Supplied records:

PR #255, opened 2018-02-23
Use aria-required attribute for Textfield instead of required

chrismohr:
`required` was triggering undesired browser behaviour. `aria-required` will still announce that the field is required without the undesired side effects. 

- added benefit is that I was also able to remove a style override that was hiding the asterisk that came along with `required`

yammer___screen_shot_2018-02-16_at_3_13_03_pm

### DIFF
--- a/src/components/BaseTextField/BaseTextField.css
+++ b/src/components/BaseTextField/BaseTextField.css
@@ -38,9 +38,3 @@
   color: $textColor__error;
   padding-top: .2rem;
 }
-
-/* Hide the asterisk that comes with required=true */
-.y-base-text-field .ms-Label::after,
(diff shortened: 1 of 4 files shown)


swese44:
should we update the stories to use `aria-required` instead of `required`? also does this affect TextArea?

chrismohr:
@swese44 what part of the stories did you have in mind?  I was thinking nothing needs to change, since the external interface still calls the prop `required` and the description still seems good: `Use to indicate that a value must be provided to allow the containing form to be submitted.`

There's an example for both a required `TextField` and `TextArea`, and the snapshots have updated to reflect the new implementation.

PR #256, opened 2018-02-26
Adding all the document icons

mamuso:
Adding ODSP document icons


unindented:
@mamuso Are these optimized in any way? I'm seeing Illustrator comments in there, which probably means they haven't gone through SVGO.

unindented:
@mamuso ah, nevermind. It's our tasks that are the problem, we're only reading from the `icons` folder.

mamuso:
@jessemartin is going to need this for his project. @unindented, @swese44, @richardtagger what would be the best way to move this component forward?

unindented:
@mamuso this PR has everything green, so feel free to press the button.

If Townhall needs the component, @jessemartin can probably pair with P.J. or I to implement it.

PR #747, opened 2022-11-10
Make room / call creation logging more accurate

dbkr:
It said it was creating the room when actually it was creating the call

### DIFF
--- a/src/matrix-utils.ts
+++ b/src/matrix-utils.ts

Exercise description: Repeat the entire listing exactly.

Response box:
PR #255, opened 2018-02-23
Use aria-required attribute for Textfield instead of required

chrismohr:
`required` was triggering undesired browser behaviour. `aria-required` will still announce that the field is required without the undesired side effects. 

- added benefit is that I was also able to remove a style override that was hiding the asterisk that came along with `required`

yammer___screen_shot_2018-02-16_at_3_13_03_pm

### DIFF
--- a/src/components/BaseTextField/BaseTextField.css
+++ b/src/components/BaseTextField/BaseTextField.css
@@ -38,9 +38,3 @@
   color: $textColor__error;
   padding-top: .2rem;
 }
-
-/* Hide the asterisk that comes with required=true */
-.y-base-text-field .ms-Label::after,
(diff shortened: 1 of 4 files shown)


swese44:
should we update the stories to use `aria-required` instead of `required`? also does this affect TextArea?

chrismohr:
@swese44 what part of the stories did you have in mind?  I was thinking nothing needs to change, since the external interface still calls the prop `required` and the description still seems good: `Use to indicate that a value must be provided to allow the containing form to be submitted.`

There's an example for both a required `TextField` and `TextArea`, and the snapshots have updated to reflect the new implementation.

PR #256, opened 2018-02-26
Adding all the document icons

mamuso:
Adding ODSP document icons


unindented:
@mamuso Are these optimized in any way? I'm seeing Illustrator comments in there, which probably means they haven't gone through SVGO.

unindented:
@mamuso ah, nevermind. It's our tasks that are the problem, we're only reading from the `icons` folder.

mamuso:
@jessemartin is going to need this for his project. @unindented, @swese44, @richardtagger what would be the best way to move this component forward?

unindented:
@mamuso this PR has everything green, so feel free to press the button.

If Townhall needs the component, @jessemartin can probably pair with P.J. or I to implement it.

PR #747, opened 2022-11-10
Make room / call creation logging more accurate

dbkr:
It said it was creating the room when actually it was creating the call

### DIFF
--- a/src/matrix-utils.ts
+++ b/src/matrix-utils.ts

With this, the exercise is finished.